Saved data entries
□ □ □ □ □ □ □
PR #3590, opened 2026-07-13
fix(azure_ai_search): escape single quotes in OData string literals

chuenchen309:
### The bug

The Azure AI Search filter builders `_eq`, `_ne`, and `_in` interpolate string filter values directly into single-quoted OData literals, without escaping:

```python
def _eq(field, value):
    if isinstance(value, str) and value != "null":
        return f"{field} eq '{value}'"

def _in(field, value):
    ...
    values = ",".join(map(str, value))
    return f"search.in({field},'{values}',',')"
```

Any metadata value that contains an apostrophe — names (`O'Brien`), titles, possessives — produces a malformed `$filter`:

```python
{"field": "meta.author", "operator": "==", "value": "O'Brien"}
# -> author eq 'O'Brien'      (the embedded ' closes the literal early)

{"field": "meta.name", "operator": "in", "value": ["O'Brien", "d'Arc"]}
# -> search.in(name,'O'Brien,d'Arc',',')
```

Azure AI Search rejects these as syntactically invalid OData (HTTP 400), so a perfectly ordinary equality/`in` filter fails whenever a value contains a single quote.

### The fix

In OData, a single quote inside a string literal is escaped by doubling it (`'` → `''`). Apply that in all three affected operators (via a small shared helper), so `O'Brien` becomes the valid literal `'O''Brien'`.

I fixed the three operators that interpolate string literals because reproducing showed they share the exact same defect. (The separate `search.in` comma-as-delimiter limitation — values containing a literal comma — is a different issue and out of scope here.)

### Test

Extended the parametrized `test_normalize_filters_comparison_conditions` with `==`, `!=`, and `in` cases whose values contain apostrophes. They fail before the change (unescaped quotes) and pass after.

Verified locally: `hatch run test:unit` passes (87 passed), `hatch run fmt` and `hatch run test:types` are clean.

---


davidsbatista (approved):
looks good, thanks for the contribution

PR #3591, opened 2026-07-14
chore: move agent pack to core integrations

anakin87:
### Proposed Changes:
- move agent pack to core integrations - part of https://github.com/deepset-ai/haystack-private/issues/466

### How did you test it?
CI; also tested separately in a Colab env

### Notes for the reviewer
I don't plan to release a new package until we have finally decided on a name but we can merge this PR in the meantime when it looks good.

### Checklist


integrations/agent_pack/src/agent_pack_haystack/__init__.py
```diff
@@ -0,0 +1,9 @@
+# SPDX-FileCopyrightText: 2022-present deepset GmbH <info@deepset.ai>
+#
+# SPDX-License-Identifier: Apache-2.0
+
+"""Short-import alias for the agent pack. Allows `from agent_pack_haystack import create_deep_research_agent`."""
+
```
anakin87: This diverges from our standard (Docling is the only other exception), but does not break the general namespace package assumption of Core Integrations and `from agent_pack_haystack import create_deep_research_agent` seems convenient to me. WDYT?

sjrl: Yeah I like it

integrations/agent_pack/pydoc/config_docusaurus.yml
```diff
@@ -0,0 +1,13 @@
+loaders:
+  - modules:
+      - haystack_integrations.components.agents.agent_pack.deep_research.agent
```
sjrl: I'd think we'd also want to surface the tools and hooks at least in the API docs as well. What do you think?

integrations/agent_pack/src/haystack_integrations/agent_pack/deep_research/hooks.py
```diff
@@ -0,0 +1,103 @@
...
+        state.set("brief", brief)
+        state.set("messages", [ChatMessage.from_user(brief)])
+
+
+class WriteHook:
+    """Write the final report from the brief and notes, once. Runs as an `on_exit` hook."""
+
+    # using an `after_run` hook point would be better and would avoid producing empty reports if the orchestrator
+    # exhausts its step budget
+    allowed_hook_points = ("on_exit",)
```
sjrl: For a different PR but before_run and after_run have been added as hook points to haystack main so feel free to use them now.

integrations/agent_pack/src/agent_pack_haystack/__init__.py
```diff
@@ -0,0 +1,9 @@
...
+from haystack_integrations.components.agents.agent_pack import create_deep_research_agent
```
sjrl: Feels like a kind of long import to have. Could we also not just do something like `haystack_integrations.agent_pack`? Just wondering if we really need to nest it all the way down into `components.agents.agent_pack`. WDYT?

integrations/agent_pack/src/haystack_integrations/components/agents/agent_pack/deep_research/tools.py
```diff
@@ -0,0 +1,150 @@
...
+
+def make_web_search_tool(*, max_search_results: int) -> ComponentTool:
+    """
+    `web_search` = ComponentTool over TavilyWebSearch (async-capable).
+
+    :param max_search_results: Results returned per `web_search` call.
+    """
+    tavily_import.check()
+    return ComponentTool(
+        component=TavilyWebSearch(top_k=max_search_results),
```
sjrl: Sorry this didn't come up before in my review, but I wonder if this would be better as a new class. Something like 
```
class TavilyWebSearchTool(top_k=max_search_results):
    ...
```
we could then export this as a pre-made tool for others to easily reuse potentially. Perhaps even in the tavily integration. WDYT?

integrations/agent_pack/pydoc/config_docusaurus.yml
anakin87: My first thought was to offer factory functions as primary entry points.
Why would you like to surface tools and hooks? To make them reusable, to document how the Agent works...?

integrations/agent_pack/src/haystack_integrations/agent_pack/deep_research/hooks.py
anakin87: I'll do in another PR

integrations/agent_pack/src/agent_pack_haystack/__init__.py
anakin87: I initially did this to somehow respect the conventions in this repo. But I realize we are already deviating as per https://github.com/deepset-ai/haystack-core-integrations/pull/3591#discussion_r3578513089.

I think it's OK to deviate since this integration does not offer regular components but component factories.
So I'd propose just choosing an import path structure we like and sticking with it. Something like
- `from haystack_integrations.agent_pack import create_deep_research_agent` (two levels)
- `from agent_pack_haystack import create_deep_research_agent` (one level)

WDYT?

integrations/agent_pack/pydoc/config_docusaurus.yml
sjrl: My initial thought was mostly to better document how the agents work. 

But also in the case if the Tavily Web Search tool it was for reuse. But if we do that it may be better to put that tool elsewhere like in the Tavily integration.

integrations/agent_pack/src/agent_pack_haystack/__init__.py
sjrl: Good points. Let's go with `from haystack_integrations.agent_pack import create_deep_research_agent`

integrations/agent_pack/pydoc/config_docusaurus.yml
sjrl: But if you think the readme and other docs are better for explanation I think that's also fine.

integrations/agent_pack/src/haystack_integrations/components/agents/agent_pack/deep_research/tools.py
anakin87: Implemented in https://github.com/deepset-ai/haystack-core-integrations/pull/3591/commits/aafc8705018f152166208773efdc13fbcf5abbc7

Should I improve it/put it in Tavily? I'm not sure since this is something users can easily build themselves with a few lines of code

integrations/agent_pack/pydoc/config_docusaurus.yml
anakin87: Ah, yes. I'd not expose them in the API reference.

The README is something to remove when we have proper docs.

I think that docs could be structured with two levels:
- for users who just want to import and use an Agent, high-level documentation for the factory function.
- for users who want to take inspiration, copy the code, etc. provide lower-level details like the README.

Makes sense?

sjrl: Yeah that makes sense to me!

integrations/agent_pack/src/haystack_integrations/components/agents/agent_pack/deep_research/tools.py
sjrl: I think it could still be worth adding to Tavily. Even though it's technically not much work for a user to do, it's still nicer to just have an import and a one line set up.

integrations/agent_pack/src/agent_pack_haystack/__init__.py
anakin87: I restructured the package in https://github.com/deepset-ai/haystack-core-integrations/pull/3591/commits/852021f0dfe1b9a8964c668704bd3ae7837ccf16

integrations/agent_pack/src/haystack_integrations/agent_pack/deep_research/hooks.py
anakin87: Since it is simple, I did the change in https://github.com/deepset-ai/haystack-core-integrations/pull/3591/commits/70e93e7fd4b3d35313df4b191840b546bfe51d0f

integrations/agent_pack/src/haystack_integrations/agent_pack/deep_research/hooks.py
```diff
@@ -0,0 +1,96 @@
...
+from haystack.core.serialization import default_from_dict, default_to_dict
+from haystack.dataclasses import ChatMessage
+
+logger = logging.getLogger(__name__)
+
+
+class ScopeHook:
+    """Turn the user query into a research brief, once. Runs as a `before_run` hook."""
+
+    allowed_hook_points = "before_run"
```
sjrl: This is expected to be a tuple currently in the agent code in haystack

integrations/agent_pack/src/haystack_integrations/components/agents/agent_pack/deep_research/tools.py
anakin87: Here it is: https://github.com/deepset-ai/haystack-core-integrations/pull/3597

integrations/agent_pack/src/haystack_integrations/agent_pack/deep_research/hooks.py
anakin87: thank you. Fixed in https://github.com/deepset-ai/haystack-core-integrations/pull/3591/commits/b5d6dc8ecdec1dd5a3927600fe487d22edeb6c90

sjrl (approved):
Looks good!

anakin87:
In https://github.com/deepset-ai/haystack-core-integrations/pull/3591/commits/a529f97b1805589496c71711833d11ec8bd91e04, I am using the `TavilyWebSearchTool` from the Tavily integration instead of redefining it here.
□ □ □ □ □ □ □
What the task requires: Begin at the line that has "I fixed the" in the entries above; stop after the line that has "CI; also tested separately in a Colab env". Transcribe exactly those lines and no others.

Exercise output:
I fixed the three operators that interpolate string literals because reproducing showed they share the exact same defect. (The separate `search.in` comma-as-delimiter limitation — values containing a literal comma — is a different issue and out of scope here.)

### Test

Extended the parametrized `test_normalize_filters_comparison_conditions` with `==`, `!=`, and `in` cases whose values contain apostrophes. They fail before the change (unescaped quotes) and pass after.

Verified locally: `hatch run test:unit` passes (87 passed), `hatch run fmt` and `hatch run test:types` are clean.

---


davidsbatista (approved):
looks good, thanks for the contribution

PR #3591, opened 2026-07-14
chore: move agent pack to core integrations

anakin87:
### Proposed Changes:
- move agent pack to core integrations - part of https://github.com/deepset-ai/haystack-private/issues/466

### How did you test it?
CI; also tested separately in a Colab env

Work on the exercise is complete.